Stage 1: Joint representation learning with a multi-objective loss (reconstruction, weighted L2 PoG, and embedding consistency) to structure the latent space for gaze-aware features.
Stage 2: The encoder is frozen, and the gaze estimator is meta-trained using first-order MAML, enabling rapid adaptation to new users with as few as $k \leq 9$ calibration samples.

This meta-learning approach allows for efficient, on-device few-shot personalization, supporting privacy-preserving calibration and inference entirely within the browser.

Implementation and Deployment

The pipeline is implemented in both Python (TensorFlow 2) and JavaScript (TensorFlow.js), with models converted for browser deployment. The normalization pipeline eschews iterative PnP solvers in favor of homography-based warping using MediaPipe landmarks, ensuring compatibility with devices lacking camera intrinsics.

The encoder processes $128 \times 512 \times 3$ eye-region images, outputting a 512-dimensional embedding. The gaze estimator MLP (16-16-2) combines this embedding with the head pose. Training uses Adam and SGD optimizers with exponential decay, and meta-learning is performed with $k=9$ support and $l=100$ query samples per user.

On-device training and inference are supported via TensorFlow.js LayerModels, ensuring that user data remains local and private. Web Workers are used to offload computation, maintaining UI responsiveness.

Experimental Results

Accuracy vs. Efficiency

BlazeGaze achieves a PoG error of 2.32 cm on GazeCapture and 4.56 cm on MPIIFaceGaze, with an inference delay of 0.88 ms and 1137 FPS on a desktop CPU. This places it among the most efficient models, outperforming prior lightweight solutions by a substantial margin in both speed and model size, while maintaining competitive accuracy.

Figure 4: BlazeGaze achieves high accuracy with orders of magnitude faster inference speed compared to prior gaze estimation methods.

Temporal Robustness and Cross-Dataset Generalization

On the Eye of the Typer dataset, WebEyeTrack demonstrates strong spatial and temporal consistency, with minimal drift over 20-minute sessions.
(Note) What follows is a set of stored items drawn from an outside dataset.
PR #9750, opened 2022-12-06
Universal Profiling: avoid K/V document delete on duplicates

inge4pres:
## Motivation/summary

The Universal Profiling intake currently generates tombstones when the same stacktrace/stackframe document is ingested from 2 different agents.
We initially understood that an `op_type=index` is a no-op if the document _id is the same and the document has is not changed, but this is not true.

## Checklist

- [X] Update [CHANGELOG.asciidoc](https://github.com/elastic/apm-server/blob/main/CHANGELOG.asciidoc)

- Is it observable through the addition of either **logging** or **metrics**? ✅ 
- Is its use being published in **telemetry** to enable product improvement? ⛔ 

## How to test these changes

Enable the profiling intake and send some data through it via an Universal Profiling agent: there should be no deleted docs in the `profiling-stacktraces` and `profiling-stackframes` reading their status via the `_cat` API.


x-pack/apm-server/profiling/collector.go
```diff
@@ -403,24 +403,24 @@ func (e *ElasticCollector) SetFramesForTraces(ctx context.Context,
...
+				_ error,
 			) {
-				counterStacktracesFailure.Inc()
-				e.logger.With(
-					logp.Error(err),
-					logp.String("error_type", resp.Error.Type),
-				).Errorf("failed to index stacktrace metadata: %s", resp.Error.Reason)
+				// Error is expected here, as we tried to "create" an existing document.
+				// We increment the metric to understand the origin-to-duplicate ratio.
+				counterStacktracesDuplicate.Inc()
```
axw, line 416: How accurate should this metric be? There might be other errors - should you be parsing the error reason, and only incrementing the counter for specific errors?

rockdaboot:
```
const docIDAlreadyExists = "version_conflict_engine_exception"
...
if resp.Error.Type == docIDAlreadyExists {
    counterStacktracesDuplicate.Inc()
    return
}
// log other errors here
```

inge4pres: You are right, thanks 🙏🏼 
@rockdaboot shared a suggestion that I'm going to implement here.

inge4pres:
Btw this PR has been labeled with `port-into-apm` because a corresponding change should be applied into apm-server

rockdaboot (approved):
LGTM

axw (approved):

PR #10224, opened 2023-02-10
test: move sourcemap systemtests to standalone apm server

kruskall:
## Motivation/summary

More changes to remove the dependency from fleet from system tests: migrate sourcemap tests to standalone apm server.
A new system test in `fleet_test` is added to make sure the sourcemap feature is working with the APM Integration.

This also saves a bit less than a minute in test time.

## Checklist


systemtest/fleet_test.go
```diff
@@ -153,6 +153,26 @@ func TestFleetIntegrationAnonymousAuth(t *testing.T) {
 	test("denied_service", "allowed_agent", http.StatusForbidden)
 }
 
+func TestFleetIntegrationSourcemap(t *testing.T) {
```
kruskall, line 156: Adding a systemtest to make sure sourcemapping is working with fleet. Does it make sense to have this ?

axw: I think this is a good idea for now, but maybe later we can make it a smoke test.

axw (approved):

Issue #9969, opened 2023-01-04
docs: clarify when auth is enabled/disabled in the anonymous auth guide


simitt:
By default, no auth handling between APM agents and APM Server is enabled. To enforce auth, either the `apm-server.auth.api-key.enabled: true` or `apm-server.auth.secret_token: xxx` needs to be set. Anonymous auth handling is coupled with these config settings; if no auth handling for backend agents is configured, then the auth handling for RUM agents are also not taken effect. If any of the two options are set, anonymous auth handling is also enforced with its default settings. 

The docs should be updated to better reflect that, by default, RUM related auth handling is disabled, but enabled as soon as auth handling is generally enabled.

PR #10227, opened 2023-02-10
docs: Clarify anonymous authentication details

bmorelli25:
### Summary

> The docs should be updated to better reflect that, by default, RUM related auth handling is disabled, but enabled as soon as auth handling is generally enabled.

The goal of this PR is to better clarify when and why anonymous requests to the APM Server are accepted or rejected. Here's the thought process—and please correct me if I'm wrong:

We have two anonymous authentication pages in the docs. One is for the [APM integration](https://www.elastic.co/guide/en/apm/guide/master/anonymous-auth.html) and one is for [standalone APM Server](https://www.elastic.co/guide/en/apm/guide/master/secure-communication-unauthenticated.html). This PR updates these pages to clarify that the APM Server’s default response to anonymous requests depends on whether an API key or Secret Token has been configured. If and only if an API key or Secret token has been configured, you can enable anonymous authentication in the APM Server to allow the ingestion of unauthenticated client-side APM data while still requiring authentication for server-side services.

In addition to the above pages, the standalone APM Server documentation has a [configuration reference](https://www.elastic.co/guide/en/apm/guide/master/configuration-anonymous.html) for anonymous authentication. Previously, this page stated:

> Anonymous authentication must be enabled to collect RUM data. For this reason, anonymous auth will be enabled automatically if [apm-server.rum.enabled](https://www.elastic.co/guide/en/apm/guide/master/configuration-rum.html#rum-enable) is set to true, and [apm-server.auth.anonymous.enabled](https://www.elastic.co/guide/en/apm/guide/master/configuration-anonymous.html#config-auth-anon-enabled) is not explicitly defined.

IIUC, this is only true if a secret token or API key has been configured. I've reworked the text on this page to better reflect this.

I think those are the important bits. Have a good weekend 👋 

### Related

* Follows up on @lucabelluccini's PR (thanks!) https://github.com/elastic/apm-server/pull/10076
* Closes https://github.com/elastic/apm-server/issues/9969

### DIFF
--- a/docs/empty.yml
+++ b/docs/empty.yml
@@ -1,0 +1,1 @@
+# delete me
--- a/docs/empty.yml
+++ b/docs/empty.yml
@@ -1,1 +1,1 @@
-# delete me
+#delete me
--- a/docs/empty.yml
+++ b/docs/empty.yml
@@ -1,1 +1,1 @@
-#delete me
+# delete me
--- a/docs/legacy/configuration-anonymous.asciidoc
+++ b/docs/legacy/configuration-anonymous.asciidoc
@@ -9,8 +9,12 @@ IMPORTANT: {deprecation-notice-config}
 If you're using {fleet} and the Elastic APM integration, please see <<input-apm>> instead.
 
 Elastic APM agents can send unauthenticated (anonymous) events to the APM Server.
-This is useful for agents that run on clients, like the Real User Monitoring (RUM) agent running in a browser,
-or the iOS/Swift agent running in a user application.
+An event is considered to be anonymous if no authentication token can be extracted from the incoming request.
+This is useful for agents that run on clients, like the Real User Monitoring (RUM)
+agent running in a browser, or the iOS/Swift agent running in a user application.
+
+Enable anonymous authentication in the APM Server to allow the
+ingestion of unauthenticated client-side APM data while still requiring authentication for server-side services.
 
 Example configuration:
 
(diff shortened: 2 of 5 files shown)


lucabelluccini (approved):
I think the only point which is not clear now is explain what happens if APM Server/Integration allows both api key & secret token.

At least from https://github.com/elastic/apm/issues/183 and from some tests we did: the api key is sent out by the agent if both are configured and so the event should be accepted/allowed

simitt:
>what happens if APM Server/Integration allows both api key & secret token.

The server behaves the same if only the api key or secret token or both are enabled. The differentiator is whether or not any auth is required by enabling at least one of them. 

> At least from https://github.com/elastic/apm/issues/183 and from some tests we did: the api key is sent out by the agent if both are configured and so the event should be accepted/allowed

I'm not sure I follow; the apm agent will use whatever is configured for the agent (not in the apm-server) - api key, secret token or nothing, and this can be different between apm agents.

bmorelli25:
To add to Silvia's response, we mention in the [docs](https://www.elastic.co/guide/en/apm/guide/master/secure-agent-communication.html) that

>  If both API keys and a secret token are enabled, APM agents can choose whichever mechanism they support.

bmorelli25:
@Mergifyio backport 8.7

bmorelli25:
@Mergifyio backport 8.7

Compared to WebGazer, which lacks head pose awareness, WebEyeTrack exhibits only a 20% increase in error over time (7.24 cm $\rightarrow$ 8.72 cm), versus a 49% increase for WebGazer (7.79 cm $\rightarrow$ 11.62 cm). Statistical analysis (Mann–Whitney $U$ test, $p<0.05$ ) confirms the significance of this improvement.

Figure 5: WebEyeTrack maintains lower PoG error and reduced temporal drift compared to WebGazer over extended sessions.
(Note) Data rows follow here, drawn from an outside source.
PR #10249, opened 2023-02-14
test: fix most goroutine leaks in unit tests

kruskall:
## Motivation/summary

More goroutine leaks found using https://github.com/uber-go/goleak:

- http servers not being closed
- pipelines not being closed
- response bodies not being closed
- blocking forever by reading from nil channel

## Checklist


internal/sourcemap/body_caching.go
```diff
@@ -55,6 +55,13 @@ func NewBodyCachingFetcher(
 	go func() {
 		logger.Debug("listening for invalidation...")
 
+		// prevent goroutine leak
+		// this can only happens in tests, otherwise
+		// invalidationChan is never null
+		if invalidationChan == nil {
+			return
+		}
+
```
marclop, line 64: Can't we make the channel non nil in the tests? We could pass in a closed channel which would cause the coroutine to shut down immediately.

kruskall: Oh, that works too. Changed :+1:

marclop (approved):

PR #10258, opened 2023-02-14
test: fix io.pipe locking the goroutine forever while writing 

kruskall:
## Motivation/summary

The following is a sample output from using https://github.com/uber-go/goleak on a systemtest starting an apm server instance:

```
 Goroutine 94 in state select, with io.(*pipe).write on top of the stack:
goroutine 94 [select]:
io.(*pipe).write(0xc00068ade0, {0xc000402000, 0x1, 0x600})
        /usr/lib/go/src/io/pipe.go:86 +0x20b
io.(*PipeWriter).Write(0x40db7d?, {0xc000402000?, 0x135d2a0?, 0xc000347e01?})
        /usr/lib/go/src/io/pipe.go:165 +0x25
bytes.(*Reader).WriteTo(0xc00091e660, {0x15a6180?, 0xc000015418?})
        /usr/lib/go/src/bytes/reader.go:143 +0x87
io.copyBuffer({0x15a6180, 0xc000015418}, {0x15a3b80, 0xc00091e660}, {0xc00054e000, 0x8000, 0x8000})
        /usr/lib/go/src/io/io.go:409 +0x16e
io.(*multiReader).writeToWithBuffer(0xc000494e58, {0x15a6180, 0xc000015418}, {0xc00054e000, 0x8000, 0x8000})
        /usr/lib/go/src/io/multi.go:54 +0xe5
io.(*multiReader).WriteTo(0x18?, {0x15a6180, 0xc000015418})
        /usr/lib/go/src/io/multi.go:45 +0x56
io.copyBuffer({0x15a6180, 0xc000015418}, {0x15a61a0, 0xc000494e58}, {0x0, 0x0, 0x0})
        /usr/lib/go/src/io/io.go:409 +0x16e
io.Copy(...)
        /usr/lib/go/src/io/io.go:386
github.com/elastic/apm-server/systemtest/apmservertest.(*Server).consumeStderr(0xc000597520, {0x15a61e0?, 0xc0003b4ba0})
        /apm-server/systemtest/apmservertest/server.go:421 +0x61a
created by github.com/elastic/apm-server/systemtest/apmservertest.(*Server).start
        /apm-server/systemtest/apmservertest/server.go:236 +0x94c
```

Writing to the stderrPipeWriter blocks forever.
Reads and Writes on the pipe are matched one to one except when multiple Reads are needed to consume a single Write. The data is copied directly from the Write to the corresponding Read; there is no internal buffering.
As a result the consumeStderr goroutine leaks and run forever. Because the data has already been written to the log at this point, we can just write directly to stderr.
Don't change the exit error stderr message to avoid duplicate messages.

## Checklist


systemtest/apmservertest/server.go
```diff
@@ -418,8 +412,8 @@ func (s *Server) consumeStderr(procStderr io.Reader) {
 
 	// Send the remaining stderr to s.Stderr.
 	procStderr = io.MultiReader(decoder.Buffered(), procStderr)
-	_, err := io.Copy(stderrPipeWriter, procStderr)
-	stderrPipeWriter.CloseWithError(err)
+	_, err := io.Copy(os.Stderr, procStderr)
+	return err
```
axw, line 416: `apmservertest.Server` is intended to have the sort of behaviour you might expect from `os/exec.Cmd`. i.e. it's not expected to write to `os.Stderr` unless told to. It it possible to fix the issue without changing the behaviour?

kruskall: Updated to avoid changing the current behaviour! :+1:

systemtest/apmservertest/server.go
```diff
@@ -449,6 +450,9 @@ func (s *Server) Close() error {
 	if err := interruptProcess(s.cmd.Process); err != nil {
 		s.cmd.Process.Kill()
 	}
+	// drain stderr even if there was no err so that the
+	// consumeStderr goroutine exits
+	io.ReadAll(s.Stderr)
```
axw, line 455: Should we close `s.Stderr`, rather than reading it? If the read end of the pipe is closed, then writes will fail. That should cause `consumeStderr` to exit more quickly, IIANM.

axw (approved):
Thanks, looks good. Just one suggestion.

systemtest/apmservertest/server.go
kruskall: That works too!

Qualitative visualizations further confirm that WebEyeTrack's predictions remain closely aligned with ground truth from a commercial Tobii tracker, even after prolonged use.

Implications and Future Directions

WebEyeTrack demonstrates that SOTA gaze estimation accuracy and robustness can be achieved in real-time, browser-based settings with minimal computational overhead and strong privacy guarantees. The integration of metric head pose estimation and few-shot meta-learning enables rapid, user-specific adaptation, addressing the key limitations of prior webcam-based and deep learning approaches.

Practically, this enables scalable deployment of eye-tracking in education, accessibility, behavioral research, and HCI applications without specialized hardware or cloud-based inference. The open-source release further facilitates reproducibility and adoption.

Theoretically, the work highlights the importance of geometric normalization, lightweight architectures, and meta-learning for real-world gaze estimation. The strong empirical results challenge the prevailing trend toward ever-larger models, demonstrating that careful architectural and algorithmic choices can yield efficient, deployable solutions.

Future research should address model fairness across demographic groups, further reduce energy consumption for mobile deployment, and explore unsupervised or label-free adaptation to further minimize calibration effort.

Conclusion

WebEyeTrack provides a comprehensive, efficient, and privacy-preserving solution for browser-based eye-tracking, combining metric head pose estimation, lightweight CNNs, and on-device few-shot personalization. The framework achieves competitive accuracy and robustness with orders of magnitude lower computational cost, enabling practical, scalable deployment of gaze-based interaction and analytics on consumer devices.